The good news for me finally came last week when, ironically on the day of the General Election, I got the call to say I would finally be getting some psychotherapy for my ongoing struggle with depression. After a mere six months of waiting, just to be seen, I’ve got someone to talk to, listen to and, hopefully, be treated by and I am going to write about it.

I’m not going to go into huge detail, but I am going to record the salient bits because I am a man on a mission. I have publicly “come out” as a depressive so I shall inform my loyal reader as to what happens.
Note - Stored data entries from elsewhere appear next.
PR #307, opened 2021-08-13
[CS-1558] Update support email address, add alias for constants path

topwebtek7:
Update support email to appfeedback@cardstack.com, add contstants alias path


danibonilha (approved):
LGTM

PR #308, opened 2021-08-13
[CS-1331] - Adds the ability to send tokens from depot to EOA or another depot

danibonilha:
### Description

Adds the ability to send tokens from depot to EOA or another depot.
This allows to transfer the token without handling the gas estimate, this is not the final code, just a workaround to make both flows work conditionally, the next step will be split the logic into a SendScreen to handle EOA's  and SendScreenDepot to handle depot, this is so we can release the ability to transfer in the next build, so if there's no blocker to this then improvements to the code will be handled on different PR's

- [x] Completes #(CS-1331)

### Screenshots

output

### DIFF
--- a/cardstack/src/models/safes-providers.ts
+++ b/cardstack/src/models/safes-providers.ts
@@ -1,0 +1,55 @@
+import { getSDK } from '@cardstack/cardpay-sdk';
+import HDWalletProvider from 'parity-hdwallet-provider';
+import Web3 from 'web3';
+import { getSeedPhrase, RainbowWallet } from '@rainbow-me/model/wallet';
+import logger from 'logger';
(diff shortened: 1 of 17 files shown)


cardstack/src/models/safes-providers.ts
```diff
@@ -0,0 +1,55 @@
...
+    return hdProvider;
+  } catch (e) {
+    logger.error('Unable to getSeedPhrase', e);
+  }
+};
+
+export const getSafesInstance = async (
+  signedProviderParams?: SignedProviderParams
+) => {
+  let web3Prodiver = web3ProviderSdk;
```
DominicSherman: nit: `web3Provider`

DominicSherman (approved):
LGTM! 🚀

PR #310, opened 2021-08-16
[CS-1571] Redesign QR scanning screen

topwebtek7:
Updated QR scanning screen

image


kdowlin:
UI looks good.

cardstack/src/components/Sheet/Sheet.tsx
```diff
@@ -10,6 +11,7 @@ export const Sheet = ({
   borderRadius = 39,
   children,
   hideHandle = false,
+  style,
```
DominicSherman: We could just extend the `ContainerProps` and pass those through that we still are using the restyle library for our styling

src/components/walletconnect-list/WalletConnectExplainerItem.js
```diff
@@ -1,35 +1,31 @@
...
-            lineHeight="loose"
-            size="smedium"
-          >
-            {content}
-          </Text>
-        </FlexItem>
-        {children && <FlexItem marginTop={8}>{children}</FlexItem>}
-      </Column>
-    </Row>
+    <Column
```
DominicSherman: Could we refactor this to use `Container` and `Text` from `@cardstack/components`?

topwebtek7: @DominicSherman refactored using `Container` and `Text` from `@cardstack/components`

DominicSherman (approved):

PR #311, opened 2021-08-16
[CS-1538] Lifetime earnings chart

DominicSherman:
Screen Shot 2021-08-16 at 11 04 07

https://user-images.githubusercontent.com/17347720/129609387-829fbaad-8df6-4624-a00f-002c8424ea2d.mp4


cardstack/src/screens/MerchantScreen.tsx
```diff
@@ -191,12 +202,28 @@ const LifetimeEarningsSection = () => {
...
+          <Container alignItems="center" justifyContent="center" width="100%">
+            <ChartPath
+              data={{ points: data, smoothingStrategy: 'bezier' }}
+              gestureEnabled={false}
+              height={125}
+              stroke={palette.tealDark}
+              strokeLinecap="round"
+              strokeLinejoin="round"
+              strokeWidth={3.5}
+              width={screenWidth - 40}
```
danibonilha: How did you came up with 40 ? Would it make more sense to use some kind of percentage, to deal with all screen sizes?

danibonilha (approved):
LGTM, just a small comment, also could you document/comment the date accumulations, timestamps stuff, so it's easier for us if we need to get back to it, thanks. Oh and let's make sure the PR verify is passing before merging

cardstack/src/screens/MerchantScreen.tsx
DominicSherman: The padding we pass to the container is 5, and that padding is multiplied by 4 with our theme, so the horizontal padding of the container is 20 pixels each side. I can extract this to make it more readable 👍

PR #312, opened 2021-08-16
Update cardpay-sdk and did-resolver to 0.21.0 and use new name for ExchangeRate SDK

lukemelia:
This is part of CS-1582. Note that I have not verified this PR by running the app so I'd appreciate it if a reviewer could do that.


cardstack/src/services/exchange-rate-service.ts
```diff
@@ -18,9 +18,9 @@ export const getNativeBalance = async (props: {
   // eslint-disable-next-line @typescript-eslint/ban-ts-ignore
   // @ts-ignore
```
topwebtek7, line 19: we really don't need these above 2 commentted lines, I think

topwebtek7 (approved):
Tried a build on this branch and played on simulator, all looks good to me!

cardstack/src/services/exchange-rate-service.ts
lukemelia: 👍  I'll remove them in a separate PR

PR #798, opened 2022-04-18
[Chore] Cleaning unused font files 

oidoug:
### Description

I found out we had around 10MB of already compressed font files not used anywhere in the App. This PR removes most of Roboto's and all of Karbon files from:
- assets/fonts folder
- iOS's Info.plist and copy bundle 
- Android's assets folders

SF-PRO and SFMono were left behind because they are being used in Coin's Graph screen, which will need some refactoring to use OpenSans.


danibonilha (approved):
LGTM, nice cleanup 👏

PR #799, opened 2022-04-18
[CS-3706]: Fix find undefined error and reorder sentry logs

danibonilha:
### Description
Giving where this error was happening, it seems it's been happening for a while, but with the sentry update, sentry captures the exception better and now we are able to see, this fixes the issue and also reorders the logs, to log the breadcrumb before capturing some exceptions.

### DIFF
--- a/cardstack/src/redux/collectibles.ts
+++ b/cardstack/src/redux/collectibles.ts
@@ -171,8 +171,9 @@ const fetchNFTsViaOpenSea = () => (
       }
     } catch (error) {
       dispatch({ type: COLLECTIBLES_FETCH_FAILURE });
-      captureException(error);
+
       logger.sentry('COLLECTIBLES_FETCH_FAILURE');
+      captureException(error);
     }
   };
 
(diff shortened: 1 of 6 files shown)


cardstack/src/redux/collectibles.ts
```diff
@@ -172,6 +172,7 @@ const fetchNFTsViaOpenSea = () => (
     } catch (error) {
       dispatch({ type: COLLECTIBLES_FETCH_FAILURE });
       captureException(error);
+      logger.sentry('COLLECTIBLES_FETCH_FAILURE');
```
oidoug, line 175: Doesn't it make sense to have the capture before the log here too?

src/redux/fallbackExplorer.js
```diff
@@ -83,7 +83,7 @@ const fetchCoingeckoIds = async (network, coingeckoCoins) => {
     const honeyswapTokens = data.tokens;
 
     honeyswapTokens.forEach(({ address: tokenAddress, symbol }) => {
-      const coingeckoToken = coingeckoCoins.find(
+      const coingeckoToken = coingeckoCoins?.find(
```
oidoug, line 86: 👏

oidoug (approved):
LGTM, just a minor question.

cardstack/src/redux/collectibles.ts
danibonilha: it does! 😅, good catch.

PR #800, opened 2022-04-18
[CS-3531] Tags network on Sentry when initializing or switching networks.

oidoug:
### Description

PR exposes `Sentry.setTag` call through Logger so on wallet initialization and network switching we set the current network, for better debugging in Sentry.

I am have wondered why I bothered to come out. It’s not a matter of self-pity, that’s for sure, although the ignorant often look at us as if that’s why we struggle. And it’s certainly not a matter of “Oh look at me: I’ve got depression! Isn’t that trendy?” I think it’s partly because I know there are a lot of people who spend their lives under the shadow of the black dog but they never say or do anything about it. The world, I believe, is full of “happy depressives”, who keep it to themselves because of the undoubted stigma that remains. They fear for the consequences if their employer got to find out they were mentally ill, they fear that, if they are not currently working, their chances of finding work would diminish. And I think they are right to fear it too because there is a deeply negative but ingrained view among many that depression is merely being fed up, that we should “snap out of it” and that if you suffer from it, you couldn’t possibly be trusted to carry out a job, certainly not as an airline pilot. I mean, just look at that Germanwings co-pilot. Anyone pilot with depression would have done what he did was the suggestion from the red tops.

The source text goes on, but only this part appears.